----- Material for the task -----
PR #10444, opened 2019-12-19
output_directory CompileBuildVariable

werkt:
Provide a substitution for the output_directory, which is always
provided as the output_file's containing directory. This is useful
for providing a directory to tools which explicitly demand a scratch
location for outputs.

### DIFF
--- a/src/main/java/com/google/devtools/build/lib/rules/cpp/CompileBuildVariables.java
+++ b/src/main/java/com/google/devtools/build/lib/rules/cpp/CompileBuildVariables.java
@@ -43,6 +43,8 @@ public enum CompileBuildVariables {
   UNFILTERED_COMPILE_FLAGS("unfiltered_compile_flags"),
   /** Variable for the path to the compilation output file. */
   OUTPUT_FILE("output_file"),
+  /** Variable for the path to the compilation output file directory. */
+  OUTPUT_DIRECTORY("output_directory"),
   /** Variable for the dependency file path */
   DEPENDENCY_FILE("dependency_file"),
   /** Variable for the module file name. */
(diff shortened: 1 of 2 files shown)


jin:
@oquenchil Have you had the chance to take a look at this PR?

oquenchil:
Hey George,

please help me understand a bit more about why this is needed and to see if there are no alternatives. I have a bunch of questions:

> This is useful for providing a directory to tools which explicitly demand a scratch location for outputs.

1. Can you give me a concrete example of this? 
2. What is a scratch location? A location where the tool can write to? Why do the object files have to be there?
3. How often does this use case appear? In your project or other people's project. Is it just this single tool that requires this? 
4. Would a symlink work?
5. How would you set this build variable? Would you set it in the crosstool and would apply for every compile action from every rule or would it be set just in a custom Starlark rule?

On a relative separate note, in the case that you have your custom Starlark rule and that's where you would set the build variable. How useful would it be to be able to add new variables straight from Starlark without having to touch Bazel Java code?

oquenchil:
I see, I understand now, thank you very much. 

Would it be possible to take the output_file path append something to it and pass that as the directory in the crosstool?
E.g.:
`flags = ["--keep-dir=%{output_file}_dir"],`

Or would it fail because the directory doesn't exist and it cannot create it? If it can't create it, why not?

werkt:
It does happen that bare nvcc fails because the directory doesn't exist - keep seems to imply to nvcc that the directory management should occur externally. As to why it cannot, aside from the expectations, it is quite simply a closed source tool that I have no (direct) influence over.

In general, this can be solved by script wrappers, and even without an additional argument (just find the -o equivalent and perform the transform on it, creating it if necessary), but having the output_directory be qualified by bazel, and having that be the only location that is written to in addition to having the directory created, seemed the more appropriate solution.

oquenchil:
Yes, I agree that script wrappers are ugly. But I generally prefer not adding anything at all to Java code in Bazel if it can be avoided.

Even though the change is quite small the cost is relatively high. 
- It will use more memory for every compilation action. We have had changes rolled back in the past that added a new build variable just because of the memory usage. 

- It would be one more variable for people to understand 

- We would need a test for this, so even more code

But this is only for one specific tool `nvcc`, so I think the cost is not justified.

oquenchil:
Hey George,

if a wrapper works I will close this PR.

werkt:
That's fine. I will make a wrapper work.

oquenchil:
Alright, thanks!

Issue #10442, opened 2019-12-18
Feature request: for Bazel to integrate gcs:// and s3:// transports


nkoroste:
Related issues:
https://github.com/bazelbuild/rules_jvm_external/issues/256
https://github.com/coursier/coursier/issues/1399

It would be nice to have the ability to use a maven repo from an internal GCS bucket. 

Currently https://github.com/bazelbuild/bazel/blob/d2a5b330fe3fe1a7f913a3ce2cf2969a872f7d75/src/main/java/com/google/devtools/build/lib/bazel/repository/downloader/HttpDownloader.java
Doesn't support gcs://

gmendonca:
Maybe we could make this broader and also support `s3://`

Related:
https://github.com/coursier/coursier/issues/1488
https://github.com/bazelbuild/rules_scala/issues/911

jin:
Modified the FR to include `s3://`.

uri-canva:
Would the new remote downloader feature help here in the meantime? For example if urls in `repo_ctx.download` were passed to the remote downloader without being checked for support, it would be possible for the remote downloader to support the transports, even if the downloader built into bazel didn't (it's possible that's already the case, I haven't checked).

PR #10445, opened 2019-12-19
Extend http downloader to add support for non-standard authorization headers

chancila:
In order to leverage downloading from certain cloud storage providers that don't support basic authentication, this PR extends the existing authentication mechanism in bazel to forward an oauth2 token to the request header.

Sample netrc

```
machine storage.googleapis.com
        oauth2-token aaabbbbccccdddd
```

See https://github.com/bazelbuild/bazel/issues/10442

### DIFF
--- a/src/main/java/com/google/devtools/build/lib/bazel/repository/skylark/SkylarkRepositoryContext.java
+++ b/src/main/java/com/google/devtools/build/lib/bazel/repository/skylark/SkylarkRepositoryContext.java
@@ -79,10 +79,8 @@ import java.net.URISyntaxException;
 import java.net.URL;
 import java.nio.charset.StandardCharsets;
 import java.time.Duration;
-import java.util.ArrayList;
-import java.util.Base64;
-import java.util.List;
-import java.util.Map;
+import java.util.*;
+import java.util.function.Function;
 import java.util.stream.Collectors;
 import javax.annotation.Nullable;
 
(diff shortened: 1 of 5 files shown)


chancila:
@googlebot I signed it!

chancila:
I realize that .netrc doesn't really have any mechanism for specifying an oauth token.

Perhaps setting some combination of the existing attributes with a keyword and the oauth2 token is a better approach.

I'm also open to other suggestions.

I verified it locally with a trivial sample but I can write a unit test once the maintainers are okay with some specific design.

Thank you!

nkoroste:
Thanks @chancila I verified that together with this patch and a fork of jvm_rules/coursier to support GCS urls I can successfully download artificats from our internal GCS buckets.

chancila:
Anyone from google got any comments? Thanks!

jin:
Thanks! Please add a test to src/test/shell/bazel/skylark_repository_test.sh.

chancila:
I can tweak it a bit to not break netrc configs...

I also saw that someone requested s3 support in the issue, this wouldn't fix that problem because from what I'm seeing amazon has their own custom http header for API access, basically means adding another one-off in the java code for s3 auth, would allowing a mechanism for forwarding http headers from starlark to the http client in java be better?

jin:
>  would allowing a mechanism for forwarding http headers from starlark to the http client in java be better?

I would prefer this. I'm hesistant on adding a new symbol to the netrc file that's not listed here (https://www.gnu.org/software/inetutils/manual/html_node/The-_002enetrc-file.html).

chancila:
@jin I actually looked through the initial design docs and PRs for the netrc change and noticed the original implementer had some initial designs for this that made sense but was never merged when the feature was added. I basically took inspiration from that and added it here instead of forwarding http headers, which would be a much more intrusive change.

let me know if it makes sense and I can add unit tests to make sure all of this is covered.

chancila:
@jin any updates here? I managed to get this entire thing set up with internal forks of bazel/jvm_external/coursier to get gcs based artifact fetching working. Would be nice to contribute this stuff back so I don't have to maintain a fork here.

laurentlb:
@jin Any update on this?
Or should we look for another reviewer?

jin:
Yep, sorry for the delay, I'll be reviewing this in the coming week.

nkoroste:
@jin now that this is submitted what do you think is the best way to propagate it to jvm_rules/coursier?

PR #10455, opened 2019-12-19
Add OpenSUSE support

Hui-Zhi:
Add OpenSUSE support for installation.

### DIFF
--- a/site/docs/install-suse.md
+++ b/site/docs/install-suse.md
@@ -5,6 +5,9 @@ title: Installing Bazel on openSUSE
 
 # Installing Bazel on openSUSE Tumbleweed & Leap
 
+NOTE: The Bazel team does not maintain openSUSE support. For issues
+using bazel on openSUSE please file ticket at bugzilla.opensuse.org.
+
 The commands below must be run either via `sudo` or while logged in as `root`.
 
 ## Installing Bazel on openSUSE Tumbleweed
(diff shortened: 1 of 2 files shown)


philwo:
https://software.opensuse.org/package/bazel shows that the last version they package is Bazel 0.22.0. I don't think we should add official looking documentation to our own website for these packages unless they are better maintained, or alternatively we should make it very clear that we do not maintain these packages.

Hui-Zhi:
@philwo I will ask SUSE R&D team to update Bazel version.

Hui-Zhi:
@philwo SUSE R&D team has built bazel 2.0 here: https://build.opensuse.org/request/show/761595,
and it will take a few days to have it here: https://software.opensuse.org/package/bazel, also I will refine the steps for instruction later.

Hui-Zhi:
@philwo I have updated the installation guide, and the latest version has been built at https://build.opensuse.org/request/show/761595. It will be available at after an SUSE internal review: https://software.opensuse.org/package/bazel

Please review this.

jin:
Could you please add a note at the top of the instructions that the Bazel team does not maintain openSUSE support, and add a point of contact to the maintainers?

Hui-Zhi:
@jin I have added a note for this, but there's no need to add maintainers, users just need to file a ticket at bugzilla.opensuse.org then SUSE maintainers will take care of it.

philwo:
Thank you! I'll import this change.

PR #10463, opened 2019-12-19
Clarify precise platform/toolchain matching semantics.

gregestren:


gregestren:
I've had to look this up zillions of times to refresh my own memory before deciding to finally document what I keep on re-learning. :)

Issue #10476, opened 2019-12-22
bazel.sh attempts to exec directory {WORKSPACE_DIR}/tools/bazel


aaliddell:
### Description of the problem / feature request:

Using Bazel installed via apt, since 2.0.0 it attempts to exec `{WORKSPACE}/tools/bazel` if it exists, even as directory. This path is commonly used as a directory for storing Bazel related tools and the path is not obviously documented as being special.

The error seen is:

```
/usr/bin/bazel: line 196: <path to workspace snipped>/tools/bazel: Is a directory
/usr/bin/bazel: line 196: exec: <path to workspace snipped>/tools/bazel: cannot execute: Is a directory
```

The commit that introduced this was https://github.com/bazelbuild/bazel/commit/d3f8efca72a0e2013467c033df1bf58dd76e8a10 by @philwo 

In particular, these lines in bazel.sh:

https://github.com/bazelbuild/bazel/blob/d5ae460f1581ddf27514b4be18255481b47b4075/scripts/packages/bazel.sh#L193-L197

Prior to this commit, the wrapper was also checked if it was not a directory:

https://github.com/bazelbuild/bazel/blob/40f464c32f4b14d92689dfc1db4c00ecd5d58645/scripts/packages/bazel.sh#L79-L81

Proposed solution is to re-add the directory exclusion check, which I will do shortly in a PR.

### Bugs: what's the simplest, easiest way to reproduce this bug? Please provide a minimal example if possible.

Create an standard workspace with a folder at `tools/bazel`. Using Bazel intalled via apt, run any bazel command (just `bazel` will do)

### What operating system are you running Bazel on?

Ubuntu 18.04

### What's the output of `bazel info release`?

release 2.0.0

###  Have you found anything relevant by searching the web?

Previous similar issue: https://github.com/bazelbuild/bazel/issues/3422

philwo:
Sorry for the unintended breakage and thank you for catching and fixing it!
-----
- **Task**
Whenever "version" occurs in a line above, copy that line.

- **Response area**
https://software.opensuse.org/package/bazel shows that the last version they package is Bazel 0.22.0. I don't think we should add official looking documentation to our own website for these packages unless they are better maintained, or alternatively we should make it very clear that we do not maintain these packages.
@philwo I will ask SUSE R&D team to update Bazel version.
@philwo I have updated the installation guide, and the latest version has been built at https://build.opensuse.org/request/show/761595. It will be available at after an SUSE internal review: https://software.opensuse.org/package/bazel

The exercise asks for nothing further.